= S. F. C. Milsom =

English legal historian (1923-2016)

Stroud Francis Charles Milsom (2 May 1923 – 24 February 2016) was an English legal historian, best known for his challenge to aspects of the works of F. W. Maitland. He was Professor of Law at the University of Cambridge from 1976 to 1990 and Fellow of St John's College, Cambridge from 1976 until his death. He was President of the Selden Society from 1985 to 1988.

== Biography ==
Milsom was born in Merton, Surrey, in 1923. He was educated at Charterhouse and Trinity College, Cambridge, where he read Law. Between 1944 and 1945 Milsom worked for Naval Intelligence. He was called to the bar by Lincoln's Inn in 1947, but never practiced. The same year, he received a Commonwealth Fund Fellowship to the University of Pennsylvania Law School. Milsom was a fellow of New College, Oxford, from 1956 to 1964, when he completed for publication Novae Narrationes, the Selden Society's volume for 1963, later cited in his book Historical Foundations of the Common Law.

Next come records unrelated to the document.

PR #154, opened 2020-05-25
Animation3

ZacharieALES:
I fixed the player number.

I splitted DrillCuts.js in two:
- DrillCuts.js which contains the cuts data ;
- DisplayedCut.js which is the component which enables to represent the cuts.

I reduced the shift when droping an element by fixing the height ratio of the animation in the editor (there was two different values in the editor for that...).

I also cleaned a little how the elements are positioned in the editor (to remove hard coded values).

And I promise to make less changes for my next pull resquest ^^'.


src/Components/animation/AnimationEditor.js
```diff
@@ -50,14 +48,43 @@ class AnimationEditor extends React.Component {
   };
 
   onLayout = e => {
+    var cHeight = e.nativeEvent.layout.height;
```
sallesma, line 51: I don't know exactly what is the `c` for? Maybe rename the variable so that it is explicit ? (churrosHeight if `c` stands for churros)

src/Components/animation/AnimationEditor.js
```diff
@@ -50,14 +48,43 @@ class AnimationEditor extends React.Component {
...
+      width: cWidth,
+      height: cHeight,
+      dTop: e.nativeEvent.layout.y,
       dLeft: e.nativeEvent.layout.x,
     });
 
+    // Create the elements in the horizontal bar
+    this.initialElements = [];
+
+    var aWidth = cWidth * this.wRatio;
```
sallesma, line 65: Same here with a (I guess it is for animation?)

src/Components/animation/AnimationEditor.js
```diff
@@ -50,14 +48,43 @@ class AnimationEditor extends React.Component {
...
+    var aHeight = cHeight * this.hRatio;
+
+    debug('onLayout: aWidth/aHeight: ' + aWidth + '/' + aHeight);
+
+    var playerRadius = Math.min(aWidth, aHeight) / 12;
+    this.ddeTop = aHeight + 2.5 * playerRadius;
```
sallesma, line 71: dde only stands for https://fr.wikipedia.org/wiki/Direction_d%C3%A9partementale_de_l%27%C3%89quipement in my mind

Maybe use a more explicit variable name?

src/Components/animation/AnimationEditor.js
```diff
@@ -279,8 +295,7 @@ class AnimationEditor extends React.Component {
     });
   };
 
-  _createDE(deType, height, width) {
-    debug('create de with type: ' + deType);
+  _createDE(deType, playerRadius, top, left) {
```
sallesma, line 298: Same here

src/Components/animation/DisplayedCuts.js
```diff
@@ -0,0 +1,77 @@
...
+          : undefined}
+      </View>
+    );
+  };
+
+  render() {
+    return (
+      <Animated.View key="1" style={[{ position: 'absolute', left: 0, top: 0 }]} height="100%" width="100%">
+        {this.props.drillCuts.cuts.length >= this.props.step &&
+        this.props.drillCuts.cuts[this.props.step] !== undefined &&
```
sallesma, line 68: I think with the new version of js you can write `this.props.drillCuts.cuts[this.props.step]?.map(...)`

The `?.` will check that it is not null or undefined


You don't even need to check `this.props.drillCuts.cuts.length >= this.props.step` because if the step is too high, someArray[99999] returns undefined so it won't do anything

src/Components/animation/AnimationEditor.js
ZacharieALES: c was for current but not very explicit indeed.

src/Components/animation/AnimationEditor.js
ZacharieALES: Yes it is. I replaced by animation.

src/Components/animation/AnimationEditor.js
ZacharieALES: DDE was for displayed draggable element ^^'. I replaced it.

src/Components/animation/DisplayedCuts.js
ZacharieALES: Ah this is great!

Do I need to make a new pull request with my new commit?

Milsom was Professor of Legal History at the London School of Economics between 1964 and 1976, succeeding to Theodore Plucknett, and he succeeded Plucknett as Literary Director of the Selden Society, 1965-1980. The first edition of his seminal Historical Foundations of the Common Law was published in 1969. During those years, he also taught occasionally as a visiting professor at Yale Law School. Subsequently, Milsom was the society's President from 1985 to 1988, succeeding to Geoffrey Elton. From 1976 to 1990 he was Professor of Law at the University of Cambridge. In 1980, he delivered the Selden Society's lecture, on The Nature of Blackstone's Achievement, and the British Academy's Master-Mind Lecture, on F. W. Maitland. In 1984, he was elected to the American Philosophical Society. In 1986 he delivered the Ford Lectures (Oxford) on Law and Society in the 12th and 13th centuries.

Milson won the Ames Prize in 1972 and the Swiney Prize in 1974. He received honorary LLDs from Cambridge, Chicago, and Glasgow universities.